YOUR OBJECTIVE -> All that is needed is every line of the listing below that has "download".

EXCERPTED DATA ->
Issue #4219, opened 2019-12-01
Deviantart broke download urls when not logged in


lllusion3469:
Forum: https://danbooru.donmai.us/forum_topics/9127?page=287#forum_post_161291
Related: mikf/gallery-dl#488

The download links that the `extended_fetch` returns stopped working (returning 404) when not logged in.

Unless there's a way to use the official API again (i.e. find the UUID) the simplest fix seems to be to export the cookies (`auth`, `auth_secure`, `userinfo`) from a browser once when logged in **and** keeping them updated when making requests from danbooru code (https://github.com/mikf/gallery-dl/issues/445#issuecomment-544151370).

RESULT OF THE TASK ->
Deviantart broke download urls when not logged in
The download links that the `extended_fetch` returns stopped working (returning 404) when not logged in.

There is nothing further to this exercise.